## Work item
Your task is to transcribe the entries below exactly, from their first line down to the line containing "in the following", and to stop there.

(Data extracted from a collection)

──────────

Issue #823, opened 2022-10-28
Allow for flexible data years in plot_population_path


jdebacker:
The function `parameter_plots.plot_population_path()` needs to be updated to allow for labels that reflect the data and model start years.

jdebacker:
Resolved with PR #825

PR #825, opened 2022-11-09
Remove hard coded year in plot of population distribution over the time path

jdebacker:
This PR addresses Issue #823 by removing the hard coded label for the year used for the initial population in the `parameter_plots.plot_population_path()` function.


rickecon:
@jdebacker. This looks great. Merging.

PR #836, opened 2022-12-20
Update build_and_test.yml GitHub Action

rickecon:
This PR updates the `build_and_test.yml` in the following ways:
* Adds three operating systems, including `Mac OS` to `build_and_test.yml`
* Removes the Python 3.8 tests, so this only tests Python 3.9 and 3.10
* Updates to `actions/checkout@v3`
* Updates to `codecov/codecov-action@v3`
* Remove unused `from curses.ascii import SP` from `test_firms.py`. This unused import was causing the tests to fail on Windows latest platform with Python 3.9.
* Update and add badges to the `README.md`
* Updated expected values and tolerance level in `test_SS_fsolve()` test and updated tolerance level in `test_run_SS()` test in `test_SS.py`
* Added tolerance level to `test_twist_doughnut()` in test_TPI.py`

PR #838, opened 2022-12-21
Update max values for r_gov_scale and r_gov_shift in default_parameters.json

rickecon:
This PR updates the maximum values for `r_gov_scale` and `r_gov_shift` from 2.0 and 0.2, respectively, to 4.0 and 0.3. This is because the calibrated values of these two parameters for the OG-ZAF (South Africa) repository are respectively, 3.37662504 and 0.24484764, which are slightly above the current maxima for these parameters (See [PR #24](https://github.com/EAPD-DRB/OG-ZAF/pull/24) in OG-ZAF by @SeaCelo).

I also updated the references to `np.float()` to be `np.float64` in `parameter_plots.py`. The lack of this change was causing tests to fail in `test_parameter_plots.py`.

cc: @jdebacker

### DIFF
--- a/ogcore/default_parameters.json
+++ b/ogcore/default_parameters.json
@@ -837,7 +837,7 @@
         "validators": {
             "range": {
                 "min": 0.0,
-                "max": 2.0
+                "max": 4.0
             }
         }
     },
@@ -855,7 +855,7 @@
         "validators": {
             "range": {
                 "min": 0.0,
-                "max": 0.2
+                "max": 0.3
             }
         }
     },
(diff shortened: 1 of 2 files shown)


rickecon:
@jdebacker. This PR is ready for your review as soon as you have time.

rickecon:
@jdebacker. I recommend merging this PR in spite of it not passing the `test_SS_fsolve()` test in `test_SS.py`. I am trying to fix that in PR #836. All this PR is doing is expanding the maxima for `r_gov_shift` and `r_gov_scale`.

PR #845, opened 2023-01-12
Bump the version to include recent PR in PyPI package

rickecon:
@jdebacker. This PR updates the version of OG-Core so that the most recent PR can be included in the PyPI.org package. This PR updates the version number to 0.10.2 in `setup.py` and `__init__.py`. I also made a small change in the Python versions referenced in `contributor_guide.md`.


jdebacker:
Thanks for the version bump, @rickecon.

Issue #16, opened 2015-04-03
Switch to CFE disultility approximation for elliptical utility.


kerkphil:
What value of the Frisch elasticity to we want to use for the approximation?

kerkphil:
Peterman (2014) notes:
"These results demonstrate that the value used to calibrate the Frisch elasticity in
a macroeconomic model depends crucially on both the question the economist is
asking and the specific features of the model he is including. For example, if a
macroeconomist is using a model that does not include retirement and it is important
for answering his question that the 
fluctuations in hours and wages over the business
cycle are consistent with the data then he will need to use a value consistent in
line with the large macro Frisch elasticity estimates in this paper. In contrast, if an
economist is asking a question that centers on changes in hours on the intensive margin
of working individuals then he may want to use a lower calibration value for the Frisch
elasticity in line with the estimates of the micro Frisch elasticity."

kerkphil:
Uploaded papers by Peterman (2014) and Keane & Rogerson (2012) on the Frisch elasticity.

kerkphil:
With a Frisch elasticity 0f 1.5 the ellipse parameters are: b = 0.599331969 and mu = 1.360744323
If we use .9 we get b = 0.43241947 and  = 1.543691436

jdebacker:
With PR #178 we have added the ability for the user to enter a Frisch elasticity and have the elliptical utility parameters fit to a constant Frisch elasticity function with the given parameterization.

PR #846, opened 2023-01-20
Fix conditional expression in txfunc.py

jdebacker:
This PR fixes a bug in a conditional expression in `txfunc.py`.  Given the multiple conditions and the strict equality condition, conditions were not evaluated in the expected way (see [this Stack Overflow thread](https://stackoverflow.com/questions/50656307/numpy-typeerror-ufunc-bitwise-and-not-supported-for-the-input-types-when-us) on the precedence of `&` and `==`).


jdebacker:
@rickecon This PR is ready for review.  Without the change, integration of the microsimulation model in [OG-IND in PR #16](https://github.com/Revenue-Academy/OG-IND/pull/16) fails when it reaches this condition.

rickecon:
@jdebacker. Looks good to me.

──────────

## Exercise answer
Issue #823, opened 2022-10-28
Allow for flexible data years in plot_population_path


jdebacker:
The function `parameter_plots.plot_population_path()` needs to be updated to allow for labels that reflect the data and model start years.

jdebacker:
Resolved with PR #825

PR #825, opened 2022-11-09
Remove hard coded year in plot of population distribution over the time path

jdebacker:
This PR addresses Issue #823 by removing the hard coded label for the year used for the initial population in the `parameter_plots.plot_population_path()` function.


rickecon:
@jdebacker. This looks great. Merging.

PR #836, opened 2022-12-20
Update build_and_test.yml GitHub Action

rickecon:
This PR updates the `build_and_test.yml` in the following ways:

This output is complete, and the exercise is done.